## Assignment:
Nothing is needed except the lines below that run from the one with "Fix logging tests expected timezone" through the one with "### Summary", repeated exactly.
+ + +
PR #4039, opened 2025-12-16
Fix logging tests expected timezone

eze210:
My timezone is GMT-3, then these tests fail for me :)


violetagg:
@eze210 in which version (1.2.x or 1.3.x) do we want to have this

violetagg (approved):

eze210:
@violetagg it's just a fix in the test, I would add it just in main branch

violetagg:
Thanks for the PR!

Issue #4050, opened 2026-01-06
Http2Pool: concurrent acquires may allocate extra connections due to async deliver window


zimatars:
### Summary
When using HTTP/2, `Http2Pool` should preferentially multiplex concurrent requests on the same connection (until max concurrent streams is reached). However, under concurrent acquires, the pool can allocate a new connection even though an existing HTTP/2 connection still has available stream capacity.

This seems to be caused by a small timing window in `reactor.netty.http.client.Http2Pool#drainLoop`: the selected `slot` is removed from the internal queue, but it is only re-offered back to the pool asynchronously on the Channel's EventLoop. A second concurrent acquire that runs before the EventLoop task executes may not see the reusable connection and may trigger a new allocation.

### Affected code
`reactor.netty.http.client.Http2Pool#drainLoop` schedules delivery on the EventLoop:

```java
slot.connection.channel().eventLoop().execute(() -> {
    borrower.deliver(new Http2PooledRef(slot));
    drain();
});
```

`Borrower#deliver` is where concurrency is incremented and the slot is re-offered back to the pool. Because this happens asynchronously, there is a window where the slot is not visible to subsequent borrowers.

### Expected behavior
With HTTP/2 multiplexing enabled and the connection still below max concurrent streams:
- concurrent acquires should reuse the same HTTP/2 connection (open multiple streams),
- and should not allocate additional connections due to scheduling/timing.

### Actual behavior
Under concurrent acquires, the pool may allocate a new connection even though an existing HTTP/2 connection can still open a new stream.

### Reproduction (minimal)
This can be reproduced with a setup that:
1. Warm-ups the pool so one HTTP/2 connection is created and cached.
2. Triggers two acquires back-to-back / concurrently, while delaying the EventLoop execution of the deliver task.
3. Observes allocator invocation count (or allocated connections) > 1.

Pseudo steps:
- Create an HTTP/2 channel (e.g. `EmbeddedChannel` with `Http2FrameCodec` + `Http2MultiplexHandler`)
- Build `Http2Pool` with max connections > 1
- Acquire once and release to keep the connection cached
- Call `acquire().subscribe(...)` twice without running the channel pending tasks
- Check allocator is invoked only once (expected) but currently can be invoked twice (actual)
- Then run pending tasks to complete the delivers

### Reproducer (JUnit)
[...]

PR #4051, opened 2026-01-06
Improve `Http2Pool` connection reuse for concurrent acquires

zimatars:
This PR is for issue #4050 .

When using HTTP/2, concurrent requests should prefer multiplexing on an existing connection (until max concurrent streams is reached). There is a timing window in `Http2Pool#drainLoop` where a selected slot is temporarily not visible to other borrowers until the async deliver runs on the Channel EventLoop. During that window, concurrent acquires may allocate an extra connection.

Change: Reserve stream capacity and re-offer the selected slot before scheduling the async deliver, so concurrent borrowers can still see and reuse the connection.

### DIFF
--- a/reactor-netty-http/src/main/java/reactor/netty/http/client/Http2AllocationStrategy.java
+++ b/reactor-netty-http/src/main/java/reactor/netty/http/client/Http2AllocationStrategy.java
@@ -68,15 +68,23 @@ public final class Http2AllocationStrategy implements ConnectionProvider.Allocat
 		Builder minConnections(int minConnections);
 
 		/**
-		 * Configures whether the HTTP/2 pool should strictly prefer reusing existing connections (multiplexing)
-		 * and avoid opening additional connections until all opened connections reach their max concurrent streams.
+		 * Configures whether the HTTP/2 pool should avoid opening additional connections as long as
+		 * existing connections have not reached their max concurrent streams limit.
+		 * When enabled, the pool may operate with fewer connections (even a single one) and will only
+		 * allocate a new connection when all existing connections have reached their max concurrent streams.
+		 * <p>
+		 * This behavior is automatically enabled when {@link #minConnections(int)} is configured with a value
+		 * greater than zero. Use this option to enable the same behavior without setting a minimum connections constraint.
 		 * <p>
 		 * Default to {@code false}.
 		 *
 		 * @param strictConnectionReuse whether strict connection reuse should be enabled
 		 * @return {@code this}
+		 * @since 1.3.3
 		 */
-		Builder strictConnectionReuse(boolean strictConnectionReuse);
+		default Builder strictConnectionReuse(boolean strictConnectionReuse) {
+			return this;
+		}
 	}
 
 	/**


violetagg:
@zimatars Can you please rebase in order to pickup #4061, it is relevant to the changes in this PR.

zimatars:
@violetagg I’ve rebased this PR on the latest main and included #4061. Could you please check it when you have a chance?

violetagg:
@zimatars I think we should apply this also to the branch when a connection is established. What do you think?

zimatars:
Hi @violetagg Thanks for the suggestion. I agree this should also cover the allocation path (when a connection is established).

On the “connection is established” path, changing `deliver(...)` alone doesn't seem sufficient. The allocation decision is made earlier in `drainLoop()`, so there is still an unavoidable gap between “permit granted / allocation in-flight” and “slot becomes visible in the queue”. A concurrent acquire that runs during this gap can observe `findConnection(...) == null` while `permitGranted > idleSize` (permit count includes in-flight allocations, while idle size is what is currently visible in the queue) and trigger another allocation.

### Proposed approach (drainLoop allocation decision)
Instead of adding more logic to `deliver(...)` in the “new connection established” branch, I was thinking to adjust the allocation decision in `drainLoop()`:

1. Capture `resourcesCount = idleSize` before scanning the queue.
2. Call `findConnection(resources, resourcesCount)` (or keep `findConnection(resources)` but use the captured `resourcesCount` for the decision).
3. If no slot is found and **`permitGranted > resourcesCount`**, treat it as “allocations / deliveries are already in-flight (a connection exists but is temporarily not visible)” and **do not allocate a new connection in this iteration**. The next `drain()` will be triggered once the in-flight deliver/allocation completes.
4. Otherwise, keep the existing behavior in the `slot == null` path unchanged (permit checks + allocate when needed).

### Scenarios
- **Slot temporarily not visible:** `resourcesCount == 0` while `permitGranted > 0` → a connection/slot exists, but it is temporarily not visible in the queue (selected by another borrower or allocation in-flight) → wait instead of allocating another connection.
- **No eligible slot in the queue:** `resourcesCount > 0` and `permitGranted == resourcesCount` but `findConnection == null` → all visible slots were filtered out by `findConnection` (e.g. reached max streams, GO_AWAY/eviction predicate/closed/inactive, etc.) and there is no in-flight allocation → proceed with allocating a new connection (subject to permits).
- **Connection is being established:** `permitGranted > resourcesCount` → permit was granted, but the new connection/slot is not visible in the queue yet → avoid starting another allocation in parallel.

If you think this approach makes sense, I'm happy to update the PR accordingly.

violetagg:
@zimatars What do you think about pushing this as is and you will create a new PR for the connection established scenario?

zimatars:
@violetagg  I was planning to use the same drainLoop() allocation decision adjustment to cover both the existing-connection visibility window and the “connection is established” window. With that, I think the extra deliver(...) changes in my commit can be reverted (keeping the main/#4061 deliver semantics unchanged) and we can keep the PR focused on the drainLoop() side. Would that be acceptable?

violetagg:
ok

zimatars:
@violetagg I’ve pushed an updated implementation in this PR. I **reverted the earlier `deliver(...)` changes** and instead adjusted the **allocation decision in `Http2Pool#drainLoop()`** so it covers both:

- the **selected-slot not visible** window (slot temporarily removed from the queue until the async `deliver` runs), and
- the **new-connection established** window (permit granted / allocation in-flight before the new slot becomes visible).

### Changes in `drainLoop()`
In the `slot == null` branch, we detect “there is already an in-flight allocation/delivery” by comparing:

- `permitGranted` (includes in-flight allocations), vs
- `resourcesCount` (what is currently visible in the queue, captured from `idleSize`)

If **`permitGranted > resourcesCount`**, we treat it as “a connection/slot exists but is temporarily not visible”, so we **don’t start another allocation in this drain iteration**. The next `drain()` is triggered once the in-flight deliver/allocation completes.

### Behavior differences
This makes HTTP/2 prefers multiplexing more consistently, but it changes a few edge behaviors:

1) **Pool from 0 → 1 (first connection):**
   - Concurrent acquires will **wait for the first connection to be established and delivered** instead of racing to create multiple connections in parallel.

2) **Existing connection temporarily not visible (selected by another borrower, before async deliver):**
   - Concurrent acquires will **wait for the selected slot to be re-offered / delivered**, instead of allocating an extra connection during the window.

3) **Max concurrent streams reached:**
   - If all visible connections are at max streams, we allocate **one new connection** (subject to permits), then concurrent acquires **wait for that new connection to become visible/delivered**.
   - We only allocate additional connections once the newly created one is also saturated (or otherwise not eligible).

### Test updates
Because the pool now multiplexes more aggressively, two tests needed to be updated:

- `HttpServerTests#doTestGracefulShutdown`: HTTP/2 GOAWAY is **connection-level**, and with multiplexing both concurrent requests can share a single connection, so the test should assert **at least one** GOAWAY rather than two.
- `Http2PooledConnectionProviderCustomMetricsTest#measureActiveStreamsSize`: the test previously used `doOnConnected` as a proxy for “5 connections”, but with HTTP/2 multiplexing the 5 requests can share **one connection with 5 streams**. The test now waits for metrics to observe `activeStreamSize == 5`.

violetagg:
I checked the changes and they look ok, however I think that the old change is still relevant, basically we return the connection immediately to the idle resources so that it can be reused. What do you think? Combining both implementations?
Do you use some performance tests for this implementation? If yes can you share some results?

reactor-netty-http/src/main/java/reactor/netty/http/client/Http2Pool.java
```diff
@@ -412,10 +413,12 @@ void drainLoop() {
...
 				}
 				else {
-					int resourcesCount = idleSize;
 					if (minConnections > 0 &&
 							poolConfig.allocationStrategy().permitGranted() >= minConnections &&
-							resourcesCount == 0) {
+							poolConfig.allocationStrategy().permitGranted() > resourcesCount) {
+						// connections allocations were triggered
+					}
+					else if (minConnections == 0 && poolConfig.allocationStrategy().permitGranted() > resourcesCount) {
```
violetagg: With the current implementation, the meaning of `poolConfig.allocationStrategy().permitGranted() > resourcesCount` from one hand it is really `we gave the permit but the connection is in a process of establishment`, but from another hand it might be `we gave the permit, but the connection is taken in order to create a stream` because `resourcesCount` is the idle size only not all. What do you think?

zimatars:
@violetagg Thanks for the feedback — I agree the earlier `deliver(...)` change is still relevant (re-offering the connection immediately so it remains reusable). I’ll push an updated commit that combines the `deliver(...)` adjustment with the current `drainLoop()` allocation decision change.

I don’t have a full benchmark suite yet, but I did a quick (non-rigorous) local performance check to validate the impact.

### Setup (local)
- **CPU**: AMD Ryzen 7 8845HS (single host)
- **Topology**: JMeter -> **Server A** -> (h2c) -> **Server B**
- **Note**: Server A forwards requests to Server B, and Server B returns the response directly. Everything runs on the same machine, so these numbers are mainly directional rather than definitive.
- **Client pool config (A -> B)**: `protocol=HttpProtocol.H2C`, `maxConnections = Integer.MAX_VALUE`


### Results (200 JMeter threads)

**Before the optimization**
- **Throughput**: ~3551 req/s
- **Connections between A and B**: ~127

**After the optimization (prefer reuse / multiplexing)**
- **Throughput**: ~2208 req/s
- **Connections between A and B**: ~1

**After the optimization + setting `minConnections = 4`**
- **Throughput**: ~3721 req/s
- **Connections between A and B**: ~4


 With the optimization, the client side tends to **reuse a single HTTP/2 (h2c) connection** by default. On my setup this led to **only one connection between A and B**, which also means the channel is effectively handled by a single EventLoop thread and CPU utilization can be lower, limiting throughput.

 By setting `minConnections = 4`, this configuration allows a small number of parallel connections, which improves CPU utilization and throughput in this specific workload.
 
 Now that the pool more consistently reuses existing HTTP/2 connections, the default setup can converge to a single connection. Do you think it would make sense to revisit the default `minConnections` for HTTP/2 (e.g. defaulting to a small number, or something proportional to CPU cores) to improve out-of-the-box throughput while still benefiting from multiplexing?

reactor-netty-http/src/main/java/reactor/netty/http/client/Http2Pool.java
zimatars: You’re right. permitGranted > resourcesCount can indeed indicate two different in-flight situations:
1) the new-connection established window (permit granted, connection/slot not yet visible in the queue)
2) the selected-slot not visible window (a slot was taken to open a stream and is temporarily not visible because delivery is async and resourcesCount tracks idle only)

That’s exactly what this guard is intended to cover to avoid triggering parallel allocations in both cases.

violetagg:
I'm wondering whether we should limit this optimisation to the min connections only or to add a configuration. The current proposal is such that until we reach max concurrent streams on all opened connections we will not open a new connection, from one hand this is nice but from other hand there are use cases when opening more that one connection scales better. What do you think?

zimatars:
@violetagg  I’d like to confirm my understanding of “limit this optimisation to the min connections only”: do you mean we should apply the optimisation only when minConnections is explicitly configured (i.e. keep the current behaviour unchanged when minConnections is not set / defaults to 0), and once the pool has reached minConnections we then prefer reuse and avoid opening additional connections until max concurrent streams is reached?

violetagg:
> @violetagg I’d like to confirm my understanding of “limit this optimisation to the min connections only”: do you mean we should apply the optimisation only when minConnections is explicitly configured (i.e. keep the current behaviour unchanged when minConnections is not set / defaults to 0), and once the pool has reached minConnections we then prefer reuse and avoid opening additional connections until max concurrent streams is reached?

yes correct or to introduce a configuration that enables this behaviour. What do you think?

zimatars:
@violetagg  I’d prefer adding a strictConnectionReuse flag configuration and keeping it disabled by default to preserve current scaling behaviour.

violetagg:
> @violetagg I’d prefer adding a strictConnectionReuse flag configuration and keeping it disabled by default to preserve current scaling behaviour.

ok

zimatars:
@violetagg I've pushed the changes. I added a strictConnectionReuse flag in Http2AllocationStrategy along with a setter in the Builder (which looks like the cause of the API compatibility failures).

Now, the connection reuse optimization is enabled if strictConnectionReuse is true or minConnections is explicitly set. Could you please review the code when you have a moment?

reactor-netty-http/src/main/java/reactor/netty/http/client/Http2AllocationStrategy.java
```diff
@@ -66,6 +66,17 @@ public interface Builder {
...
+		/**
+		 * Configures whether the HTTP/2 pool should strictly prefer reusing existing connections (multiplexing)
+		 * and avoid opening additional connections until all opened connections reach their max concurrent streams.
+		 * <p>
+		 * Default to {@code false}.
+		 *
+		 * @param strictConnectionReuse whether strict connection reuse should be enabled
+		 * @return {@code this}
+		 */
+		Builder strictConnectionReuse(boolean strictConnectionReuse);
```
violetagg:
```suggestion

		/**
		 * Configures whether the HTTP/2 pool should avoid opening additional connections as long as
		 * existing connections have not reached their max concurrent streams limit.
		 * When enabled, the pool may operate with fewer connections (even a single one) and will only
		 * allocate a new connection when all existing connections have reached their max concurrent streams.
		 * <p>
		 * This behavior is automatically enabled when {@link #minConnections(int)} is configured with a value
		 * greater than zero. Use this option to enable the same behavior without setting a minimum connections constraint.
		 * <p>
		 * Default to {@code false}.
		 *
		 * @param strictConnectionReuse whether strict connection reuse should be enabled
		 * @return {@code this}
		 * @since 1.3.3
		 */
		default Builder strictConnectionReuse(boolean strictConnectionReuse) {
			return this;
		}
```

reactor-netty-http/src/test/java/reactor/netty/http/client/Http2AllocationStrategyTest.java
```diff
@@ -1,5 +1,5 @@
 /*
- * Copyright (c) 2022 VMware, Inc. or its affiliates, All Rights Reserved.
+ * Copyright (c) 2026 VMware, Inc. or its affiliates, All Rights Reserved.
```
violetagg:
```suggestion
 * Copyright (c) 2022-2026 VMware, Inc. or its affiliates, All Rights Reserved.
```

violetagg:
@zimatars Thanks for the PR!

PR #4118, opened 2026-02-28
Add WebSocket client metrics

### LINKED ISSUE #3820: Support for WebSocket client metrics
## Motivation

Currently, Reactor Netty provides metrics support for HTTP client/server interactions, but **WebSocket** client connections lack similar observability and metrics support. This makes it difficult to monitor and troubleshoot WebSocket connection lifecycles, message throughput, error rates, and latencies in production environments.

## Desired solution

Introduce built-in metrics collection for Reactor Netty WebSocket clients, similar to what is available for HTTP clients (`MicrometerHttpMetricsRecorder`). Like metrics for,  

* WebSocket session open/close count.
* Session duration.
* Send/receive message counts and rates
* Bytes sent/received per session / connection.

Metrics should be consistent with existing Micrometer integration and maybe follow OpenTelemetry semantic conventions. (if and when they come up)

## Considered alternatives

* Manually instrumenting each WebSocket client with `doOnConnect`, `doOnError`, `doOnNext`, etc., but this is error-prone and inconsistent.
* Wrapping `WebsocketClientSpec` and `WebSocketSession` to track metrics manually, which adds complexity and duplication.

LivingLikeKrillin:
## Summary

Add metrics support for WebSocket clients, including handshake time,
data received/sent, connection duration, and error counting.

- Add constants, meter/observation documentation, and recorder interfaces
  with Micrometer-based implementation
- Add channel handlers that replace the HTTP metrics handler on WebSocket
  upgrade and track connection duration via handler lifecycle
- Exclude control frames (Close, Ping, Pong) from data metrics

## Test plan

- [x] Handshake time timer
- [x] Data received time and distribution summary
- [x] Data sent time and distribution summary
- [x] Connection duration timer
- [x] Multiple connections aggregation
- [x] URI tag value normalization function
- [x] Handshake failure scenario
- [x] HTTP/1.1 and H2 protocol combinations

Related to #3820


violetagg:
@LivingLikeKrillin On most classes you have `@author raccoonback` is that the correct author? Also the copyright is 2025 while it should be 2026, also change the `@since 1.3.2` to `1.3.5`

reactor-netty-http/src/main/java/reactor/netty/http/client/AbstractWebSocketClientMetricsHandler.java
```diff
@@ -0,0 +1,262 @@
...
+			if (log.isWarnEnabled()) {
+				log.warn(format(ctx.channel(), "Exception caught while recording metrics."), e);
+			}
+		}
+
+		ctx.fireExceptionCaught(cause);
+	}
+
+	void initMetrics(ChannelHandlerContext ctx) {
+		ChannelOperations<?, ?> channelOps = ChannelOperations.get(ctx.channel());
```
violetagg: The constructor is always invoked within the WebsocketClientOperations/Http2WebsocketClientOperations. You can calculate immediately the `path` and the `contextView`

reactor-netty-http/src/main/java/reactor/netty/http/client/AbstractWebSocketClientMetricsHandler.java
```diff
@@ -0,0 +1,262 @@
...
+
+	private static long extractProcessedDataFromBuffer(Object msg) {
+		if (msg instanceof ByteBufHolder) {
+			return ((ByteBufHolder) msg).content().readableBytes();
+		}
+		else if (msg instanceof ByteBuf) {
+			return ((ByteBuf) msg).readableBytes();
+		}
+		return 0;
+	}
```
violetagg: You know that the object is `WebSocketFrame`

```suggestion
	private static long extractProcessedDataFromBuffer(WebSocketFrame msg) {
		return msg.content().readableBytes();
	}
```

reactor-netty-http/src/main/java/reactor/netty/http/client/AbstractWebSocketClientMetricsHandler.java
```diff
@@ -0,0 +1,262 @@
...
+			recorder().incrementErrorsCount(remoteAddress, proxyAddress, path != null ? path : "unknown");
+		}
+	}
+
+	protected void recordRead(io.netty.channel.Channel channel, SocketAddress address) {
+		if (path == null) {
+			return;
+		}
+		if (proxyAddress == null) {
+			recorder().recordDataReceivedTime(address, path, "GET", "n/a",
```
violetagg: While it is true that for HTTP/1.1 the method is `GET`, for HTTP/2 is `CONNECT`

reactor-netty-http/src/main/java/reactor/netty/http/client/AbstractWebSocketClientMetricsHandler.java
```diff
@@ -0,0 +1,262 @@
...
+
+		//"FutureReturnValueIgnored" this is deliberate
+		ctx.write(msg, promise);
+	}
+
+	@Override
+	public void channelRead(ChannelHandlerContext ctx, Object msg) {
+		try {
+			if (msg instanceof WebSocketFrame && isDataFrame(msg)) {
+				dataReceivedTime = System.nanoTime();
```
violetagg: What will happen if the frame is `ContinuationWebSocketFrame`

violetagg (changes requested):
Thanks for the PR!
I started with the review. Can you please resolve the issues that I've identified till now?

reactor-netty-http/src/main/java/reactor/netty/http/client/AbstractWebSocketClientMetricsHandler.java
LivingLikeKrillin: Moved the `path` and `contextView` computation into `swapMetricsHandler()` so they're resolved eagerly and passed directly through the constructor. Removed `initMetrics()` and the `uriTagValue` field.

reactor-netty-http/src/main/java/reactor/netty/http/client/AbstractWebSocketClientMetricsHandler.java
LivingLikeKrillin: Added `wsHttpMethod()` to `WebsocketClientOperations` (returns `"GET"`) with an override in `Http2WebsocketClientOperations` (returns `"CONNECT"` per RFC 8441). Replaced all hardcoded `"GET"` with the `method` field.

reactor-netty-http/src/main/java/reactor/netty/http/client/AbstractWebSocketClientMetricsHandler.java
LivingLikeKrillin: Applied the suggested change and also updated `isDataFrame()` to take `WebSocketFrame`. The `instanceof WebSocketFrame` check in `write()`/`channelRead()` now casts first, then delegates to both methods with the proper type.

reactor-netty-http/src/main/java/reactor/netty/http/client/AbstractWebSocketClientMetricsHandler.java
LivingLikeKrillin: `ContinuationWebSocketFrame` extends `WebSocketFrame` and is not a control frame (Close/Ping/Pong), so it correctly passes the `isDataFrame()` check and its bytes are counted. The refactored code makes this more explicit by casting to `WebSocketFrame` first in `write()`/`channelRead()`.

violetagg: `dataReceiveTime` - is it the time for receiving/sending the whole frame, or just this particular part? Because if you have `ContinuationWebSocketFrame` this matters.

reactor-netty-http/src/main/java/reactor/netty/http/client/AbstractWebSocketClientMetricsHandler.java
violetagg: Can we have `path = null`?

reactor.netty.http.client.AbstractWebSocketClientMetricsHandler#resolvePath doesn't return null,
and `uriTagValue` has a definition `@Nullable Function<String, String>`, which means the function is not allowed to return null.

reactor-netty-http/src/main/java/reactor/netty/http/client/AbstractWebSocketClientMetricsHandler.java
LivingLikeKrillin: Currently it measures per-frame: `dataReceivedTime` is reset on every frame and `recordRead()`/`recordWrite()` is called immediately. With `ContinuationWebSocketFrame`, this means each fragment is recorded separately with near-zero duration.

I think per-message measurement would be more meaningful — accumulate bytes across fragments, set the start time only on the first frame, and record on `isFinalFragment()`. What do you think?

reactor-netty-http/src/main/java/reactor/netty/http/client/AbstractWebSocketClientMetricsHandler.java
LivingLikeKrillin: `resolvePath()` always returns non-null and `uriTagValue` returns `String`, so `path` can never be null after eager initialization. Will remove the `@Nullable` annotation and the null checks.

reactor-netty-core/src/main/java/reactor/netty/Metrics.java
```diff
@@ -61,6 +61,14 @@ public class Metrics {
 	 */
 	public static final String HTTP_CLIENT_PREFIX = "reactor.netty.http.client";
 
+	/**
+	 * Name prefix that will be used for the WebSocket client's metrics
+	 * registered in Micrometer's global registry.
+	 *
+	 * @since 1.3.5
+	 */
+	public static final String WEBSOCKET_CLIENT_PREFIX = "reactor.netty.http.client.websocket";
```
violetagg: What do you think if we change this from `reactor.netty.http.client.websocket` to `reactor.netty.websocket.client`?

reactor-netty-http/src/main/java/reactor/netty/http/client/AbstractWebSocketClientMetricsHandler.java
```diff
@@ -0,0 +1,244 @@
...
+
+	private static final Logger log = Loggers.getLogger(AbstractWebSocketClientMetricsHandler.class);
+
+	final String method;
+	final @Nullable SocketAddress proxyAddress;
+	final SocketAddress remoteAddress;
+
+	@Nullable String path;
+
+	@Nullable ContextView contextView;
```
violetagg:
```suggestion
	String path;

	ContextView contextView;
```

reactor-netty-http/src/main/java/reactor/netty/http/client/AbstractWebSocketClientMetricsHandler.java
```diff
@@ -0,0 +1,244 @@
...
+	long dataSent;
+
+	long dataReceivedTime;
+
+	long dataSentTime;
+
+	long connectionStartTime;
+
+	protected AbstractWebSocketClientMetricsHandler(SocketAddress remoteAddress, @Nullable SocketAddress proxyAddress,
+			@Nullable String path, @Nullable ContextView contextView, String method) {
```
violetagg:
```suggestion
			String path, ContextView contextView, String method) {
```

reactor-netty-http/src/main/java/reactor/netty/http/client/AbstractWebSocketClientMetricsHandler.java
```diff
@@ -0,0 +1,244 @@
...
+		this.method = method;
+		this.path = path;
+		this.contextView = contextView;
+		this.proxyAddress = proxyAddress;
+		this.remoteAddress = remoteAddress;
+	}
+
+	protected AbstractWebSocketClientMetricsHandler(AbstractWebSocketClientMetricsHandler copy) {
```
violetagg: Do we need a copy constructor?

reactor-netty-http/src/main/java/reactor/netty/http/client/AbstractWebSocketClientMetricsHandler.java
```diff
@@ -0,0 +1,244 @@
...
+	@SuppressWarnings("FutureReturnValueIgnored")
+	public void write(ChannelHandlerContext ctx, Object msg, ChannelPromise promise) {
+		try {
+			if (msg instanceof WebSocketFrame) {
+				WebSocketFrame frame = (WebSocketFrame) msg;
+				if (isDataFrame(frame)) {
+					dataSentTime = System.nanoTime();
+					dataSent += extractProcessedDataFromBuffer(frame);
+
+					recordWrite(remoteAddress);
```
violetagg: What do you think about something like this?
+ + +
## Task solution:
Fix logging tests expected timezone

eze210:
My timezone is GMT-3, then these tests fail for me :)


violetagg:
@eze210 in which version (1.2.x or 1.3.x) do we want to have this

violetagg (approved):

eze210:
@violetagg it's just a fix in the test, I would add it just in main branch

violetagg:
Thanks for the PR!

Issue #4050, opened 2026-01-06
Http2Pool: concurrent acquires may allocate extra connections due to async deliver window


zimatars:
### Summary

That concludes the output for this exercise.